Klear-Reasoner – An open-source reasoning model by Kuaishou

What is Klear-Reasoner?

Klear-Reasoner is a reasoning model released by Kuaishou, built on Qwen3-8B-Base and specialized in enhancing mathematical and coding reasoning. The model is trained through long chain-of-thought supervised fine-tuning (long CoT SFT) and reinforcement learning (RL). Its core innovation is the GPPO algorithm, which preserves clipped gradient information to address the limitations of traditional methods—restricted exploration capability and slow convergence of negative samples. On benchmarks such as AIME and LiveCodeBench, Klear-Reasoner has achieved top-tier performance among 8B-parameter models. Its training details and end-to-end process are fully open, providing valuable references and reproducibility paths for reasoning model development.

Key Features of Klear-Reasoner

Mathematical Reasoning: Excels at solving complex mathematical problems, including challenging competition-level tasks.
Code Generation & Reasoning: Generates high-quality code, achieving 66.0% and 58.1% accuracy on LiveCodeBench V5 and V6, respectively.
Long Chain-of-Thought Reasoning: Handles multi-step reasoning tasks through long CoT SFT and RL, improving performance in complex reasoning.
Data Quality Optimization: Prioritizes high-quality datasets during training to ensure accurate reasoning patterns, while retaining some error samples to enhance exploration capability.

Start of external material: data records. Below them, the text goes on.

PR #1669, opened 2026-05-15
fix(tui): debounce FocusGained terminal recovery

vicmon810:
## Summary

This PR debounces terminal mode recovery triggered by `FocusGained` events in the TUI event loop.

Currently, when a `F
[cinnamon-2026-05-15T153329+1200.webm](https://github.com/user-attachments/assets/f155ba49-366d-4634-8edd-dac304905a0f)
ocusGained` event is received, the TUI may call `recover_terminal_modes()` and then force a terminal repaint. On some terminals, re-emitting terminal mode escape sequences during focus handling can cause another focus/repaint cycle, leading to visible flickering and high CPU usage.

This patch keeps the repaint behavior, but prevents `recover_terminal_modes()` from running repeatedly within a short interval.

## Problem

On Linux Mint Terminal, I observed persistent flickering when `deepseek-tui` had focus. CPU usage increased while the terminal window was focused, and the flickering stopped when focus moved to another application.

This appears similar to the FocusGained loop reported for Tabby/xterm.js:

## Testing

## Checklist

### DIFF
--- a/crates/tui/src/tui/ui.rs
+++ b/crates/tui/src/tui/ui.rs
@@ -744,6 +744,10 @@ async fn run_event_loop(
     let mut web_config_session: Option<WebConfigSession> = None;
     let mut terminal_paused_at: Option<Instant> = None;
     let mut force_terminal_repaint = false;
+    const FOCUS_RECOVERY_DEBOUNCE: Duration = Duration::from_millis(200);
+    let mut last_focus_recovery = Instant::now()
+        .checked_sub(FOCUS_RECOVERY_DEBOUNCE)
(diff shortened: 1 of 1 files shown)


Hmbown:
Thanks for the report and video. I am closing this PR rather than merging it as-is because terminal recovery is a sensitive path and this patch has no passing test run, no linked focused issue, and changes focus handling globally. The flicker/high-CPU report is still useful: please open a focused issue with terminal name/version, DEEPSEEK terminal settings, and whether --no-alt-screen changes it, or reopen with a narrow test-backed patch. We will keep this class of terminal stability work in mind for v0.8.40.

PR #1680, opened 2026-05-15
fix(tui): guard reasoning_content behind provider check to prevent TUI display corruption from third-party APIs

### LINKED ISSUE #1673: reasoning_content 字段导致第三方中转 OpenAI格式 兼容 API 显示严重错乱
## Description

When using a third-party OpenAI-compatible API provider, the streaming response contains `reasoning_content` fields that cause severe display corruption in deepseek-tui. Each token is rendered as a separate "thinking" block instead of normal text output.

Technical Principles of Klear-Reasoner

Long Chain-of-Thought Supervised Fine-Tuning (long CoT SFT): Uses carefully selected high-quality datasets for supervised fine-tuning. Retains some incorrect samples, especially in difficult tasks, to strengthen exploration ability while avoiding noise from low-quality data.
Reinforcement Learning (RL): Improves reasoning abilities, especially in math and coding tasks, with a soft reward mechanism that assigns rewards based on test case pass rates, alleviating reward sparsity. Faulty test case data is filtered out to ensure training quality.
GPPO (Gradient-Preserving Clipping Policy Optimization) Algorithm: Unlike traditional PPO and GRPO where clipping discards gradients of high-entropy tokens (limiting exploration and slowing convergence on negatives), GPPO decouples clipping from gradient backpropagation using stop-gradient operations. It preserves gradients for all tokens—constraining high-entropy token gradients within a range and speeding up error correction for negative samples.
Soft Reward Mechanism: In code-related RL training, soft rewards (partial credit based on test case pass rate) are more effective than hard rewards (all-or-nothing). This reduces reward sparsity, increases training signal density, lowers gradient variance, and results in a more stable and efficient learning process.

Project Links

GitHub Repository: https://github.com/suu990901/KlearReasoner/
HuggingFace Model Hub: https://huggingface.co/Suu/Klear-Reasoner-8B
arXiv Paper: https://arxiv.org/pdf/2508.07629

Application Scenarios of Klear-Reasoner

Education: Acts as an intelligent math tutor, providing step-by-step solutions and reasoning processes to help students better understand and master mathematical concepts.
Software Development: Automatically generates high-quality code snippets, assists developers in rapidly building functional modules, and offers code review suggestions to improve quality and efficiency.
FinTech: Analyzes financial data for risk assessment and prediction, providing logical reasoning support to help institutions make more precise decisions.
Scientific Research & Data Analysis: Handles complex analytical and computational tasks, offering logical reasoning and model explanations to boost research productivity.
Intelligent Customer Service: Accurately answers complex user queries with clear reasoning, improving user experience and problem-solving efficiency.